# To do
Return the lines below that contain "FWIW".

# Records for the task

PR #290, opened 2016-04-14
Add the http Host header to access logs

benley:
This helps with interpreting logs when routing to backend services by hostname.

### DIFF
--- a/linkerd/protocol/http/src/main/scala/io/buoyant/linkerd/protocol/http/AccessLogger.scala
+++ b/linkerd/protocol/http/src/main/scala/io/buoyant/linkerd/protocol/http/AccessLogger.scala
@@ -14,13 +14,14 @@ case class AccessLogger(log: Logger) extends SimpleFilter[Request, Response] {
     val user = "-"
     val referer = reqHeaders.getOrElse("Referer", "-")
     val userAgent = reqHeaders.getOrElse("User-Agent", "-")
+    var hostHeader = reqHeaders.getOrElse("Host", "-")
     val reqResource = s"${req.method.toString.toUpperCase} ${req.uri} ${req.version}"
 
     svc(req).onSuccess { rsp =>
       val statusCode = rsp.statusCode
       val responseBytes = rsp.contentLength.map(_.toString).getOrElse("-")
       val requestEndTime = new TimeFormat("dd/MM/yyyy:HH:mm:ss Z").format(Time.now)
-      log.info(s"""$remoteHost $identd $user [$requestEndTime] "$reqResource" $statusCode $responseBytes "$referer" "$userAgent"""")
+      log.info(s"""$hostHeader $remoteHost $identd $user [$requestEndTime] "$reqResource" $statusCode $responseBytes "$referer" "$userAgent"""")
     }
   }
 }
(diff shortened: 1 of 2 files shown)


linkerd/protocol/http/src/main/scala/io/buoyant/linkerd/protocol/http/AccessLogger.scala
```diff
@@ -14,13 +14,14 @@ case class AccessLogger(log: Logger) extends SimpleFilter[Request, Response] {
...
     val referer = reqHeaders.getOrElse("Referer", "-")
     val userAgent = reqHeaders.getOrElse("User-Agent", "-")
+    var hostHeader = reqHeaders.getOrElse("Host", "-")
     val reqResource = s"${req.method.toString.toUpperCase} ${req.uri} ${req.version}"
 
     svc(req).onSuccess { rsp =>
       val statusCode = rsp.statusCode
       val responseBytes = rsp.contentLength.map(_.toString).getOrElse("-")
       val requestEndTime = new TimeFormat("dd/MM/yyyy:HH:mm:ss Z").format(Time.now)
-      log.info(s"""$remoteHost $identd $user [$requestEndTime] "$reqResource" $statusCode $responseBytes "$referer" "$userAgent"""")
```
gtcampbell: We're currently logging in the [Combined Log Format](http://httpd.apache.org/docs/2.4/logs.html#combined), which extends the [Common Log Format](http://httpd.apache.org/docs/2.4/logs.html#common) by adding the referer and user-agent headers at the end. I *think* it would be better to add the host header at the end of the log string rather than at the beginning, as that would allow many tools that interact with the Common or Combined formats to continue working (assuming they ignore any additional fields at the end of the string, etc.). Thoughts?

benley: I'm neutral on this one - if putting it at the start violates the standards then I suppose let's not do that :-)

benley: shall I update the patch to put it at the end?

angrylogic:
FWIW this patch follows a suggested convention from the apache httpd: https://httpd.apache.org/docs/2.4/logs.html#virtualhost

There are existing tools like split-logfile which should be able to parse this format:
https://httpd.apache.org/docs/2.4/programs/split-logfile.html

linkerd/protocol/http/src/main/scala/io/buoyant/linkerd/protocol/http/AccessLogger.scala
angrylogic: FWIW this patch follows a suggested convention from the apache httpd: https://httpd.apache.org/docs/2.4/logs.html#virtualhost

There are existing tools like split-logfile which should be able to parse this format:
https://httpd.apache.org/docs/2.4/programs/split-logfile.html

gtcampbell: That seems reasonable (although of course the Host header is not a precise match for Apache vhosts). Concern withdrawn. :)

gtcampbell:
:+1: This looks fine to me, thanks for the discussion.

stevej:
👍 LGTM

olix0r:
lgtm

olix0r:
I think we still need you to sign our [Contributor License Agreement](https://buoyant.io/cla/) (as descrived in [CONTRIBUTING](https://github.com/BuoyantIO/linkerd/blob/master/CONTRIBUTING.md)) before we can merge this.  #lawyers

benley:
I did sign the CLA in "Company" mode - but I can sign as an individual too. Done.

olix0r:
@benley so you have, i was looking at the wrong spreadsheet.  Thanks!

# Result of the task
FWIW this patch follows a suggested convention from the apache httpd: https://httpd.apache.org/docs/2.4/logs.html#virtualhost
angrylogic: FWIW this patch follows a suggested convention from the apache httpd: https://httpd.apache.org/docs/2.4/logs.html#virtualhost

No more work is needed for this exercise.